Reduction of noise in an excavator cabin using order tracking and ultrasonic leak detection

Abstract

During operation, heavy construction equipment can generate high levels of noise, which can adversely affect the health and job performance of operators. This study examined the noise transmitted into the operator's cabin of a crawler excavator during operation. The sources of the noise generated by the excavator and the air-borne and structure-borne transmission paths into the cabin of the excavator were identified and characterized. Order tracking, which utilizes tachometer measurements to relate the occurrence of an event to a multiple of engine rotational speed, was used to identify noise and vibration components related to excitation from the excavator's engine and hydraulic systems. The results of the analysis showed 1st order engine rotational imbalance, 3rd order engine combustion, and 9th and 18th order hydraulic pressure fluctuations were the primary components of noise and vibration generated by the excavator.

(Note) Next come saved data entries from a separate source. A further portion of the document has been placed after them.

PR #3912, opened 2023-06-13
[16.0][OU-ADD] hr_contract

remytms:
Most of the changes are managed by the migration script of hr module. Load the noupdate_changes file.

PR #4156, opened 2023-10-11
[16.0][OU-ADD] hr_expense: Migration to 16.0

victoralmau:
Migration to 16.0

Depends on:
- [x] https://github.com/OCA/OpenUpgrade/pull/3911

@Tecnativa TT43223


legalsylvain:
/ocabot migration hr_expense

<dependency>Depends on : 

- hr_contract : #3912</dependency>

openupgrade_scripts/scripts/hr_expense/16.0.2.0/pre-migration.py
```diff
@@ -0,0 +1,122 @@
...
+                        ON account.id = he.analytic_account_id
+                    WHERE he.analytic_account_id IS NOT NULL
+                    UNION ALL
+                    SELECT
+                        he.id AS expense_id,
+                        dist.account_id AS analytic_account_id,
+                        dist.percentage AS percentage
+                    FROM hr_expense he
+                    JOIN account_analytic_tag_hr_expense_rel tag_rel
+                        ON tag_rel.expense_id = he.id
```
marielejeune: Got an error on this line: 

`psycopg2.errors.UndefinedColumn: column tag_rel.expense_id does not exist`

I guess `tag_rel.expense_id` should be `tag_rel.hr_expense_id`?

marielejeune (commented):
Hi! Thanks for the migration script. Here is an error that I got.

openupgrade_scripts/scripts/hr_expense/16.0.2.0/post-migration.py
```diff
@@ -0,0 +1,78 @@
...
+                """UPDATE ir_module_module
+                SET state = 'to install'
+                WHERE name = 'hr_expense_analytic_tag'""",
+            )
+
+
+@openupgrade.migrate()
+def migrate(env, version):
+    openupgrade.load_data(
+        env.cr, "hr_expense", "migrations/16.0.2.0/noupdate_changes.xml"
```
marielejeune:
```suggestion
        env.cr, "hr_expense", "16.0.2.0/noupdate_changes.xml"
```

openupgrade_scripts/scripts/hr_expense/16.0.2.0/post-migration.py
```diff
@@ -0,0 +1,78 @@
...
+        env,
+        [
+            "hr_expense.product_product_fixed_cost",
+        ],
+    )
+
+
+def _hr_expense_process(env):
+    """Set amount_tax_company value only when it is necessary with ORM."""
+    env.cr.exeute(
```
marielejeune:
```suggestion
    env.cr.execute(
```

openupgrade_scripts/scripts/hr_expense/16.0.2.0/post-migration.py
```diff
@@ -0,0 +1,78 @@
...
+from openupgradelib import openupgrade
+
+
+def try_delete_noupdate_records(env):
+    openupgrade.delete_records_safely_by_xml_id(
+        env,
+        [
+            "hr_expense.product_product_fixed_cost",
+        ],
+    )
```
marielejeune: What's the purpose of deleting this record from the DB? And what should I do if this product was used (for example in account move lines)? 

Up to now I get the following (non blocking) error: 
```
2023-11-29 15:03:43,202 48396 ERROR ou-odna-16-mig odoo.sql_db: bad query: DELETE FROM "product_product" WHERE id IN (157)
ERROR: update or delete on table "product_product" violates foreign key constraint "account_move_line_product_id_fkey" on table "account_move_line"
DETAIL:  Key (id)=(157) is still referenced from table "account_move_line".
```

marielejeune (changes requested):
Some more comments

openupgrade_scripts/scripts/hr_expense/16.0.2.0/post-migration.py
victoralmau: Sorry, you're right, this is not necessary. Checking again, I have added a `rename_xmlids` of a same product in v15 and v16.

openupgrade_scripts/scripts/hr_expense/16.0.2.0/post-migration.py
```diff
@@ -0,0 +1,66 @@
...
+        SELECT id
+        FROM hr_expense
+        WHERE total_amount_company != total_amount AND amount_tax > 0
+        AND amount_tax_company != 0
+        """
+    )
+    expense_model = env["hr.expense"]
+    for expense_id in env.cr.fetchall():
+        expense = expense_model.browse(expense_id)
+        expense._compute_amount_tax()
```
remytms: In general, @pedrobaeza recommends to not call compute function, but rather implement it in SQL. The risk by calling a compute method is that it generate other compute that can give undesired side effects. Am I right ?

pedrobaeza: Yes, and for performance reasons, but sometimes there's no equivalent SQL or the number of records to compute is very low that it doesn't worth. Didn't check if this is the case.

remi-filament (changes requested):
Hi @victoralmau , thank you for this PR.
I have tested your module when migrating our instance, and I face an issue when trying to reconcile payment on account move (state and payment_state are not updated to paid on hr.expense.sheet).
After some digging, I realized that from v16.0 onwards, account_move related to hr_expense_sheet are created with move_type = "in_invoice" (when there was no move_type before so it ended up with default "entry") as per https://github.com/odoo/odoo/blob/87f4667d81f7d8a40dcf225f3daf1a9e2795680d/addons/hr_expense/models/hr_expense.py#L1297

Then in _compute_payment_state from account_move it will check if account.move is of type invoice (with is_invoice function here : https://github.com/odoo/odoo/blob/87f4667d81f7d8a40dcf225f3daf1a9e2795680d/addons/account/models/account_move.py#L926 and if move_type is "entry" it would ends up with payment_state = "not_paid".

Therefore, I think that this migration script needs to update move_type for all moves with an expense_sheet_id to "in_invoice"

pedrobaeza (approved):
All the comments attended including @remi-filament's one, plus the final fixes + improvements I have done reviewing the PR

An ultrasonic leak detector was used to identify small sound leaks into the cabin. Finally, passive noise control treatments were designed to attenuate and dissipate the acoustic energy transmitted into the excavator cabin. These cabin noise control treatments included covering the floor with an acoustic barrier, adding damping to the windows, lining the ceiling and walls with absorptive foam, and sealing leaks found along window, door, and panel edges. Experimental results showed that the noise control treatments reduced the overall A-weighted sound pressure level in the cabin by up to 3 dB.